[Start of Attachment]
PR #2322, opened 2024-10-09
fix: integration changes

rebelchris:
Added two parts here:
- Redirect with current integration id (it's only needed for new squad via this integration) (@capJavert happy to hear your thoughts)
- Singular integration query, we can use this from FE to query above returned element :)

### DIFF
--- a/__tests__/integrations/slack.ts
+++ b/__tests__/integrations/slack.ts
@@ -150,7 +150,7 @@ describe('GET /integrations/slack/auth/callback', () => {
     ).expect(307);
 
     expect(body).toEqual({});
-    expect(headers.location).toBe('http://localhost:5002/squads/test');
+    expect(headers.location).toContain('http://localhost:5002/squads/test');
 
     const integration = await con
       .getRepository(UserIntegration)
@@ -184,7 +184,7 @@ describe('GET /integrations/slack/auth/callback', () => {
   });
 
   it('should update integration if it already exists', async () => {
-    await con.getRepository(UserIntegration).save([
+    const existingIntegration = await con.getRepository(UserIntegration).save([
       {
         userId: '1',
         type: UserIntegrationType.Slack,
@@ -219,7 +219,9 @@ describe('GET /integrations/slack/auth/callback', () => {
     ).expect(307);
 
     expect(body).toEqual({});
-    expect(headers.location).toBe('http://localhost:5002/squads/test');
+    expect(headers.location).toBe(
+      `http://localhost:5002/squads/test&iid=${existingIntegration[0].id}`,
+    );
 
     const integration = await con
       .getRepository(UserIntegration)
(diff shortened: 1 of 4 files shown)


omBratteng (approved):

src/schema/users.ts
```diff
@@ -1630,6 +1635,30 @@ export const resolvers: IResolvers<unknown, BaseContext> = traceResolvers<
         },
       );
     },
+    userIntegration: async (
```
capJavert, line 1638: We do fetch all integrations either way for dropdown so we can just maybe search inside `useIntegrationsQuery` or is it used somewhere where `useIntegrationsQuery` is not already triggered?

src/routes/integrations/slack.ts
```diff
@@ -187,7 +192,10 @@ export default async function (fastify: FastifyInstance): Promise<void> {
         );
       }
 
-      return redirectResponse({ res, path: redirectPath });
+      return redirectResponse({
+        res,
+        path: `${redirectPath}&iid=${integrationId}`,
```
capJavert, line 197: Let's use URL to assemble because we can't know if `redirectPath` already contains any search params or not

__tests__/integrations/slack.ts
```diff
@@ -150,7 +150,7 @@ describe('GET /integrations/slack/auth/callback', () => {
     ).expect(307);
 
     expect(body).toEqual({});
-    expect(headers.location).toBe('http://localhost:5002/squads/test');
+    expect(headers.location).toContain('http://localhost:5002/squads/test');
```
capJavert, line 153: We can parse it as URL and then check pathname + `iid` query, this feels like it can miss something with `toContain`

rebelchris: Yeah happy with that :)

src/routes/integrations/slack.ts
rebelchris: Good point :) I'll address

src/schema/users.ts
rebelchris: Yeah it's used quicker and singular actually.
So create squad with slack -> enter `new squad` page and here we need this singular integration only.

capJavert: 👍

capJavert: Then only if you can add a test for this query please

src/routes/integrations/slack.ts
```diff
@@ -52,6 +50,7 @@ export default async function (fastify: FastifyInstance): Promise<void> {
     const redirectPath = redirectPathCookie?.startsWith('/')
       ? redirectPathCookie
       : '/';
+    const redirectUrl = new URL(redirectPath, process.env.COMMENTS_PREFIX);
```
capJavert, line 53:
```suggestion
    const redirectUrl = new URL(`${process.env.COMMENTS_PREFIX}${redirectPath}`);
```

capJavert: passing `//somedomain.com` would ignore second argument of `new URL`

capJavert (approved):
Nice work 👌

PR #2594, opened 2025-01-14
fix: blocked users no longer show in followers

capJavert:


AmarTrebinjac:
Thanks for handling this. Forgot to look at it after our chat yesterday!

I tried testing it out, but it doesn't seem to work properly ? 🤔  I pulled this branch and `MI-655-report-and-block-user` on the frontend. "Amar Google" is blocked by current user, but still showing up in the list
image

capJavert:
@AmarTrebinjac this is not handling blocking for current user but fixes not showing user's that blocked the user you are viewing. Its a bug that we discovered yesterday indeed.

ilasw (approved):
Looks good! 👍

PR #2595, opened 2025-01-14
feat: add filter for blocked following/followed users

ilasw:


AmarTrebinjac (approved):
Looks good!

Did a user test as well, seems to work as it should

src/common/contentPreference.ts
```diff
@@ -524,9 +524,11 @@ export const whereNotUserBlocked = (
   {
     userId,
     feedId,
+    columnName = 'userId',
```
capJavert, line 527: Lets make this union userId | referenceId

capJavert (approved):

src/common/contentPreference.ts
capJavert: type it as `'userId' | 'referenceId'` instead of `string`

rebelchris (approved):

PR #2596, opened 2025-01-14
feat: reading streak fixes 1

capJavert:
- replace lastViewAtTz (we always return utc for frontend, left it for older clients)
- replace reading history date to also be UTC
- fix cio streak tests and convert to real local dates for display
- no changes to streak increment logic, just standardizing output for frontend

AS-914


src/workers/userStreakUpdatedCio.ts
```diff
@@ -21,20 +21,49 @@ const worker: TypedWorker<'api.v1.user-streak-updated'> = {
...
+        dateOfWeek,
+        user.timezone || DEFAULT_TIMEZONE,
+        'iiiiii',
+      );
       acc.push({
-        day: days[d.getDay()],
-        read: readHistoryDates.includes(d.toISOString().split('T')[0]),
+        day,
+        read: readHistoryDates.includes(dStamp),
       });
```
capJavert, line 67: From what I see in CIO and digest emails when we show reading streak we are expecting local days per timezone, but currently for timezones not close to UTC the day would basically be wrong as it was on frontend. 

Since I am not sure CIO snippets have the ability to manipulate timezones we continue to do that only know it should be correct for all timezones.

rebelchris: Top of head the CIO snippet actually takes user timezone and offsets to UTC should be ok there.
But this is top of head.

capJavert: Yeah it does not, but new logic should be alright. I'll test by moving myself to another TZ.

rebelchris (approved):
Can't be worse then it is now :) 
Just keep an eye out error from users

PR #2598, opened 2025-01-14
feat: Filter out notifications from blocked users

AmarTrebinjac:
This should cover the following workers:

- articleNewCommentCommentedComment (what the hell is this name 😂)
- articleNewCommentPostCommented
- commentMention
- commentReply
- postAdded
- postAddedUserNotification
- postMention

I think these are all the workers that are triggered by another user which are not specifically meant for admins/moderators. Let me know if I missed any!


src/notifications/index.ts
```diff
@@ -212,9 +217,52 @@ export async function generateAndStoreNotificationsV2(
...
+        where: {
+          feedId: In(chunk),
+          referenceId: ctx.initiatorId!,
+          status: ContentPreferenceStatus.Blocked,
+          type: ContentPreferenceType.User,
+        },
+      }),
+    );
+
+    const blockedUsersChunks = await Promise.all(blockedUsersPromises);
```
capJavert, line 245: If we split in chunks and then again do Promise.all it will run all queries in the same time again having a larger impact. I would do a loop here and chunk fetch one by one.

src/notifications/index.ts
```diff
@@ -212,9 +217,52 @@ export async function generateAndStoreNotificationsV2(
...
+    const blockedUsers = blockedUsersChunks.flat();
+
+    const blockedUserIds = new Set(blockedUsers.map((pref) => pref.userId));
```
capJavert, line 248: `flatMap` or reduce to do all in one iteration?

src/workers/notifications/squadMemberJoined.ts
```diff
@@ -75,6 +75,7 @@ const worker: NotificationWorker = {
           post,
           source,
           doneBy,
+          initiatorId: doneBy.id,
```
capJavert, line 78: Even though admin blocked the user I think they should still see the notification if they are admin of the squad.

src/notifications/index.ts
capJavert: It will be slower but thats something we accepted with this approach.

src/workers/notifications/utils.ts
```diff
@@ -80,6 +80,7 @@ export const buildPostContext = async (
       post,
       source: await post.source,
       sharedPost,
+      initiatorId: post.authorId,
```
capJavert, line 83: Adding it here will affect some other workers/notifications, for example moderators might not get notifications from blocked users, can you check?

src/notifications/index.ts
```diff
@@ -212,9 +217,52 @@ export async function generateAndStoreNotificationsV2(
...
+    const filteredUserIds = ctx.userIds.filter((id) => !blockedUserIds.has(id));
+
+    if (filteredUserIds.length === 0) {
+      continue;
+    }
```
capJavert, line 253: would we not `filteredArgs.push(arg)` if no filters are to be applied?

AmarTrebinjac: @capJavert Maybe the variable names are a bit poorly named. FilteredUserIds contains the ids that **should** receive notifications. If there are none in the array, then no point in creating the notification.

I renamed the variables to make it more clear!

capJavert: 👍

src/notifications/index.ts
AmarTrebinjac: Done. Made some simplifications to the syntax as well :)

capJavert (approved):

src/notifications/index.ts
```diff
@@ -212,9 +217,55 @@ export async function generateAndStoreNotificationsV2(
...
+  for (const arg of args) {
+    const { type, ctx } = arg;
+    if (!ctx.initiatorId) {
+      filteredArgs.push(arg);
+      continue;
+    }
+
+    const userIdChunks: string[][] = [];
+    for (let i = 0; i < ctx.userIds.length; i += 500) {
+      userIdChunks.push(ctx.userIds.slice(i, i + 500));
```
sshanzel, line 231: Max size of parameters we can pass to postgresql is 60k. Just if you guys want to increase the batching, although I have nothing against with 500 units.

sshanzel (approved):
[End of Attachment]
What lines in the material include the string "rebelchris"? Pull each one out.

### Exercise solution
rebelchris:
rebelchris: Yeah happy with that :)
rebelchris: Good point :) I'll address
rebelchris: Yeah it's used quicker and singular actually.
rebelchris (approved):
rebelchris: Top of head the CIO snippet actually takes user timezone and offsets to UTC should be ok there.
rebelchris (approved):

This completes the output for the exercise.